- [Material for this exercise]:
# # # # #
Issue #243, opened 2021-04-26
Try GitHub actions


vhotspur:
Seems to be more flexible than Travis.

Opening mainly to track progress.

PR #253, opened 2021-05-03
Switch to git-based versioning and rework the CI to follow suit

### LINKED ISSUE #249: Outdated Oracle JDK9 trust store on Mac

lbulej:
Switch the build system to use git-based versioning, where we use `git describe` to determine Renaissance version. The current version number is derived from the latest (annotated) tag and its distance from the branch HEAD. I added those tags for the past releases. A release built from the tagged commit will have a "clean" version number, others will include the hash of the build commit. This has two immediate effects:
- We don't have to change the version number in multiple places (`renaissance-core/version.sbt`, `.travis.yml`, and `README.md`) and development builds have somewhat traceable version number.
- The pre-push and CI scripts can determine the current version by stripping the initial `v` from the output of `git describe`.

This, in turn, made it possible to take the contents of the `script` section in `.travis.yml` and turn it into a set of CI actions in separate scripts that are just listed in `.travis.yml`. I actually planned to do something like that for some time already, but could not get around to it, until issue #249 came around. A few changes happened along the way:
- We now do the pre-flight checks on OS X (so far the most fragile platform) so that we don't waste time building Renaissance when we can't even download the dependencies.
- We don't test with Oracle JDK9 on Linux, because we already do it on OS X. Instead, we test JDK8 from Oracle and OpenJDK, and JDK11 from Oracle, OpenJDK, and OpenJ9 (again).
- We use SBT in client mode, which leaves a server running and improves SBT startup on subsequent invocations (we have 2 or 3 of those).

This also fixes #249, so that Oracle JDK9 builds on OS X stop failing due to the inability to download dependencies (which has become really annoying because it was blocking all the PRs while wasting time building Renaissance on other platforms). We now use our own `cacerts` key store which includes the certificate chain that is missing on OS X, but we can stop doing that when it's not needed anymore. 

Hopefully, the scripts can be also used with GitHub Actions (#243).

With respect to versioning, the only thing that *should* be updated on release is the `git.baseVersion` setting in `renaissance-core/version.sbt`, which provides a base (upcoming) version number for git-less situations, i.e., when building the sources outside the git tree.  This also necessitated an update of the `reactors` dependency to support git-less mode of operation.

The final piece of the puzzle is an updated pre-push hook, which also checks the generated markdown files so that forgetting to update them does not block a PR after push when it's something that can be found out locally. The only downside is that it requires building the Renaissance bundle before push, but that should not be a problem. We don't use the client mode in the pre-push hook, but perhaps we should.


vhotspur (approved):
LGTM, thanks for the CI scripts!

PR #257, opened 2021-05-12
Use test configuration in CI runs of the JMH bundle (and add convenience scripts)

lbulej:
This modifies the JMH wrapper to be able to use other configurations, changes the CI script that runs the JMH bundle to use the `test` configuration, and ensures that we pass the right JVM arguments to the JMH-forked VM.  These are relatively small changes on top of `master`, not a long-running branch (what #255 should have been but wasn't). And yes, it also tacks on two convenience scripts to run the current build of Renaissance and the JMH bundle, which is useful during development.


vhotspur (approved):
LGTM.

PR #259, opened 2021-05-30
Update SBT to 1.5.2

lbulej:
Removes usage of deprecated scoping syntax and updates a few plugins so that we are not left behind. It should also allow us to use "3.0.0" as `scalaVersion` when the need comes.


farquet (approved):
LGTM

PR #261, opened 2021-06-07
finagle-chirper: read with UTF-8 explicitly

vhotspur:
Otherwise, reading of the `new-years-resolution.csv` will fail on systems where UTF-8 is not the default charset.


farquet (approved):
LGTM

PR #262, opened 2021-06-07
Allow overriding benchmark parameters

lbulej:
Adds `-o` or `--override` option accepting a `<name>=<value>` pair. The override is applied to the selected configuration and benchmarks. An alternative would be to allow `<name>`  to be a full name (or a regexp matching the name) of a property found in the `benchmarks.properties`  file.

At runtime, if the selected benchmark configuration has an overridden parameter, the suite prints the parameter together with the old and new value before running the benchmark and shows the displayed configuration name with a `modified-` prefix.

Interestingly, finishing the implementation after the initial proof-of-concept required a bit of refactoring which also enabled consolidation of some of the services provided by the suite core classes into the `BenchmarkSuite` class, avoiding duplication of some of the functionality in the `RenaissanceSuite` and `JmhRenaissanceBenchmark`.  More details can be found in the commit messages.


lbulej:
Interesting, how such an innocent feature can amplify the lack of proper abstractions... Who's up for round 2?

lbulej:
BTW, travis-ci.org is now officially gone and the first reactions to travis-ci.com (from free users) seem to be... underwhelming...

renaissance-harness/src/main/java/org/renaissance/harness/ExecutionDriver.java
```diff
@@ -1,103 +1,112 @@
...
-    this.scratchRoot = scratchRoot;
+    this.benchmarkContext = context;
+    this.benchmark = benchmark;
+    this.eventDispatcher = dispatcher;
+    this.executionPolicy = policy;
     this.vmStartNanos = vmStartNanos;
+
+    this.benchmarkName = context.benchmarkName();
+    this.beforeEachMessageFormat = String.format(
+      "====== %s (%s) [%s], iteration %%d started ======\n",
```
farquet, line 61: Oh, I got confused by the escaped percent, but you're actually just preparing a string to format with a string format :)

farquet (approved):
That's indeed a much nicer design with better abstractions for suites and benchmarks to run.
Nice :)

renaissance-harness/src/main/java/org/renaissance/harness/ExecutionDriver.java
lbulej: I wanted to preformat the stable things to avoid passing it down the print functions over and over.

PR #263, opened 2021-06-07
Update scala-dotty to use scalap sources and do hash-based validation

lbulej:
- Updates `scala-dotty` to use `scalap` sources. After some cleanups, they produce just 6 warnings related to implicits.
- Adds validation phase that requires compilation to complete without any errors (warnings are tolerated).
- Checksums generated .tasty files in the validation phase with the exception of two files that end up containing the current working directory path.
- Removes the `batch_compilation` parameter, because it does not make sense to compile the sources individually.
- Removes the `expected_tasty_hash` parameter, because there is no need to parameterize it (yet).


lbulej:
Hmm, it seems that even the .tasty files are not stable and depend on who-knows-what. Why would anyone want to do that without providing an option to stop such a madness?

farquet:
Maybe @smarter could give an input here. Is there a way to have the Tasty files always be consistently compiled the same way such that hashes of those files could be used to verify correct compilation?

lbulej:
Further investigation shows that it's the current working directory that makes it into some of the .tasty files (not all, only `scala/tools/scalap/Classfile.tasty` and `scala/tools/scalap/scalax/rules/ByteCode.tasty`).

The path that actually gets embedded in the .tasty files is in the form of `<cwd>/library/src/scala/runtime/stdlibPatches/Predef.scala` which never even existed during compilation, so it does not make sense to concatenate with the current working directory.

Setting the `user.dir` system property before calling Dotty has no effect, neither does using the `-sourcepath` option, nor does using an absolute path with the `-sourceroot` option.

One way to go forward is to just exclude these two files from the checksum.

smarter:
> Is there a way to have the Tasty files always be consistently compiled the same way such that hashes of those files could be used to verify correct compilation?

They're supposed to be always the same (and we have tests for that: https://github.com/lampepfl/dotty/tree/master/tests/idempotency), if they're not it's a bug

@lbulej could you open an issue at https://github.com/lampepfl/dotty/issues with reproduction steps for this?

lbulej:
> > Is there a way to have the Tasty files always be consistently compiled the same way such that hashes of those files could be used to verify correct compilation?
> 
> They're supposed to be always the same (and we have tests for that: https://github.com/lampepfl/dotty/tree/master/tests/idempotency), if they're not it's a bug
> 
> @lbulej could you open an issue at https://github.com/lampepfl/dotty/issues with reproduction steps for this?

Thanks for the response @smarter, I'll see if I can reproduce it outside Renaissance just with `scalac` so that I can provide more useful input.

PR #267, opened 2021-06-12
Make build.sbt (and friends) a bit easier to understand

lbulej:
This does several things in an attempt to streamline the build process:
- Marks dependency on `renaissance-core` in other modules as `provided`.  This is a dependency that is expected to be provided by the *runtime*, which is exactly what we do. As a result, the `renaissance-core` JAR file is excluded from the runtime dependencies of other modules and is not repeatedly copied into the final bundle.
- Dismantles the `projectJars` and `jarsAndListGenerator` tasks which together did too many things into separate tasks responsible for generating the `modules.properties` and `benchmarks.properties` files and for copying the runtime dependencies into the `resource_managed` directory of the root project. 
- Factors the inline definition of the task to generate JMH wrappers out of the `renaissanceJmh` project configuration and makes it a separate task that also relies on the `renaissanceBenchmarks` projects to select benchmarks for which to generate the wrappers, reducing `RenaissanceJmh` to just a single method that generates the wrapper.

### DIFF
--- a/benchmarks/actors-akka/build.sbt
+++ b/benchmarks/actors-akka/build.sbt
@@ -12,5 +12,5 @@ lazy val actorsAkka = (project in file("."))
     )
   )
   .dependsOn(
-    renaissanceCore
+    renaissanceCore % "provided"
   )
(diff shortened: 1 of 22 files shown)


farquet (approved):
Nice cleanup

PR #270, opened 2021-06-17
Make the benchmark primary groups more user-friendly

lbulej:
For now, we retain the original groups that mostly correspond to benchmark modules, so that we don't break scripts that might have been using them. We also display the primary group in benchmark output (instead of benchmark module), which I believe we always intended, but there was no need to differentiate between benchmark module and benchmark group back then.


farquet (approved):
Makes sense!

PR #8, opened 2022-11-08
Rename DIFFERENCE.md to difference.md

tabcat:
fixes broken link in README.md and matches style of other document filenames.


marcus-pousette:
great!

Issue #14, opened 2022-11-14
Query protocol bloaty


marcus-pousette:
- AnySearch module can be merge into DQuery and Document and DString and be removed
- Search results from any DQuery should return context (the address)
- Search should allow for querying any state "created at" and "last edited at"

marcus-pousette:
Blocked by #11

PR #17, opened 2022-11-15
Remove AnySearch module

marcus-pousette:
- Simplified query interface where context related things are moved to ```DQuery``` and rest of the query spec. is absorded in each specific data structure (```Documents``` and ```DString```)


marcus-pousette:
Partially solved: #14

Issue #20, opened 2022-11-19
Multiple signers per commit


marcus-pousette:
Good solutions to #19 #15 expect that a commit can be signed by multiple parties. 

For #19 we want a trusted "clock service" to sign root commits that they have correct timestamps. 

For #15 we can keep sign messages with 2 identities, 1 identity that allows the message to be stored on a replicator. 1 identity that proves that for the end receiver that you are you

PR #21, opened 2022-11-20
Multiple signers

marcus-pousette:
- Allow multiple signers for commits
- ClockService that can sign entries to verify that the timestamp is accurate
- Rename Query to RPC


marcus-pousette:
Solves #19 #20

PR #44, opened 2023-01-26
Querying documents for null/undefined fields

threshold862543:
This adds a document query "FieldIsEmptyQuery" that allows you to specify a field to query if the value of that field is (or isn't) null or undefined:

`new FieldIsEmptyQuery({key: 'favoritefood', isempty: true})`

Please let me know if the name (or anything else) should be changed to fit the current naming scheme, or if this should be gone about in a different way.

### DIFF
--- a/packages/programs/data/document/src/document-index.ts
+++ b/packages/programs/data/document/src/document-index.ts
@@ -311,7 +311,7 @@ export class DocumentIndex<T> extends ComposableProgram {
                               if (f instanceof FieldIsEmptyQuery) {
                                   const value: bigint | number | undefined = fv;
 
-                                  return value === null || value === undefined;
+                                  return !(f.isempty && (value === null || value === undefined))
                               }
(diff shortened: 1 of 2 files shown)


marcus-pousette:
Thank you for the PR :) 

- I think the name should be FieldMissingQuery, because you want to capture both undefined and null. The "Is" does not bring that not much more value
- You would have to add tests for me to be able to merge it (test that make sure both undefined and null works as expected, but it does not capture "" as missing). 

However I am working on some refactor things at the moment might be worth postponing work (adding tests) on this PR until that is done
# # # # #
Both ends count here. Reproduce exactly the lines from the one containing "if (f instanceof" through the end of the listing.

                               if (f instanceof FieldIsEmptyQuery) {
                                   const value: bigint | number | undefined = fv;
 
-                                  return value === null || value === undefined;
+                                  return !(f.isempty && (value === null || value === undefined))
                               }
(diff shortened: 1 of 2 files shown)


marcus-pousette:
Thank you for the PR :) 

- I think the name should be FieldMissingQuery, because you want to capture both undefined and null. The "Is" does not bring that not much more value
- You would have to add tests for me to be able to merge it (test that make sure both undefined and null works as expected, but it does not capture "" as missing). 

However I am working on some refactor things at the moment might be worth postponing work (adding tests) on this PR until that is done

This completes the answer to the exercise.